▸ Task to carry out: Each line of the entries below that includes "this" belongs in your answer.

☆ ☆ ☆

PR #1668, opened 2024-01-11
Fix Broken RoO Proofs ORD URL

HWallenberg:
### Jira link

https://transformuk.atlassian.net/browse/HOTT-4516

### What?

I have

 - [x]  Updated the Origin Reference Document URL in the origin-declaration.md files with a placeholder of {ord_url} so this can be dynamically inserted by the Front End with app/helpers/rules_of_origin_helper.rb>insert_ord_url for part of the proofs section.
 
### Why?

I am doing this because:

The URL to an ORD in the RoO proofs section was never correct and has to be dynamic

### Have you?
- [x] Reviewed view changes with stake holders

### Deployment risks
Possible backend files with updated placeholder may not deploy but this is very rare and won't cause an error.

Screenshot of origin reference document link at bottom of the screen
image


jebw (approved):
LGTM

maverickvi (approved):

☆ ☆ ☆

▸ Exercise output:
 - [x]  Updated the Origin Reference Document URL in the origin-declaration.md files with a placeholder of {ord_url} so this can be dynamically inserted by the Front End with app/helpers/rules_of_origin_helper.rb>insert_ord_url for part of the proofs section.
I am doing this because:
Possible backend files with updated placeholder may not deploy but this is very rare and won't cause an error.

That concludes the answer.